Last fall, the Queens Library in New York City became what is thought to be the first library in the country to open a pre–K class, in its Woodhaven branch. Teachers Andrea Clemente and Lisa Bohme meet with their students in a spacious room on the ground floor and are taking full advantage of the library’s resources. The children’s librarian visits the students frequently, playing his guitar and teaching them how to use iPads. The students have also had visits from subject-area experts, such as the science exhibit supervisor for the library system. Of course, they also have access to books, lots of books.

“On a weekly basis we take the children to the library so they can pick a book to take home for the weekend,” Clemente says. “They look forward to this activity every week.”

“It’s been, overall, a tremendous success,” says Joanne King, Queens Library’s director of communications. When registration opened for the program, 71 applications were submitted for 18 spaces.
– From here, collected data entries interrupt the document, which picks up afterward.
PR #1118, opened 2018-03-15
ISAICP-4197: Remove obsolete workaround.

pfrenssen:
A long time ago CPHP did not support Composer plugins, so we couldn't
use composer-patches unless we removed the packages that needed patching
and then reinstalled all dependencies ourselves. This has long been
fixed so we don't need this workaround any more.


idimopoulos:
I am merging though I find this functionality quite helpful.

PR #1121, opened 2018-03-16
Isaicp 4386

pfrenssen:


pfrenssen:
Closing after discussion with team members, our procedure is to not test moderator level functionality using the admin user. We don't need this.

PR #1130, opened 2018-03-26
Isaicp 4353: Piwik bulk operations - Joinup side

idimopoulos:


idimopoulos:
This is a new pull request that is against the parent ticket, not develop. It is mainly the same though. As soon as this is accepted, the parent ticket can be merged too.
QA remarks can be found at https://github.com/ec-europa/joinup-dev/pull/1116.

composer.json
```diff
@@ -42,7 +42,7 @@
         "drupal/persistent_login": "^1.0-alpha4",
         "drupal/phingdrushtask": "dev-7.x-2.x#f4b020f09da3c174fce40f2bd9a9617689f57124",
         "drupal/piwik": "~1.0",
-        "drupal/piwik_reporting_api": "^1.0-beta2",
+        "drupal/piwik_reporting_api": "dev-1.x",
```
sandervd: In the upstream, I would  try to refactor PiwikQueryFactory:
As it is a factory, all methods should be static to communicate that the factory itself is stateless.

web/modules/custom/joinup_core/src/EventSubscriber/RefreshCachedFieldsEventSubscriber.php
```diff
@@ -355,4 +317,48 @@ protected function getPiwikSettings($bundle) {
...
+    $url_parameter = $this->getUrlParameter($entity);
+
+    $sub_query = $this->piwikQueryFactory->getQuery($method);
+    $date_range = [
+      // If the period is 0 we should get all results since launch.
+      $period > 0 ? (new DateTimePlus("$period days ago"))->format('Y-m-d') : $this->configFactory->get('joinup_core.piwik_settings')->get('launch_date'),
+      (new DateTimePlus())->format('Y-m-d'),
+    ];
+
+    $parameters['period'] = 'year';
```
sandervd: When using the year range, this results in requesting the total of 'views' for the requested years.
This could lead to a weird sliding window, depending on the point in the year.
A solution could be to always request the previous and the current year.
That way at least the proportions won't be too much off.

web/modules/custom/joinup_core/src/EventSubscriber/RefreshCachedFieldsEventSubscriber.php
```diff
@@ -86,89 +86,81 @@ public function __construct(EntityTypeManagerInterface $entityTypeManager, TimeI
...
-      $count = 0;
-      foreach ($response as $year => $result) {
-        $item = $result[0];
-        if (!empty($item->$type)) {
-          $count = $count + (int) $item->$type;
-        }
-      }
-      return $count;
+    if (empty($url)) {
+      throw new JoinupCoreUndefinedUrlException();
```
sandervd: Please add a comment explaining when this can occur.

web/modules/custom/joinup_core/src/EventSubscriber/RefreshCachedFieldsEventSubscriber.php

The Queens program is a bold example of how libraries are showing leadership in the national movement to bolster early learning. As studies increasingly show that early learning supports later student achievement, financial investment on the national, state, and local level has increased. Libraries are showing that they can be ideal partners in this effort.

Funding on the rise

Enrollment and funding levels for state-funded pre–K programs across the country are now beginning to recover from the recession, according to the latest State Preschool Yearbook published annually by the National Institute for Early Education Research (NIEER) at Rutgers University. During the 2013–14 school year, state funding for pre–K increased by $116 million and enrollment in public pre–K classrooms increased by more than 8,500 four-year-olds—more than making up for funding cuts that led to the loss of 4,000 slots for children in the 2012–13 school year.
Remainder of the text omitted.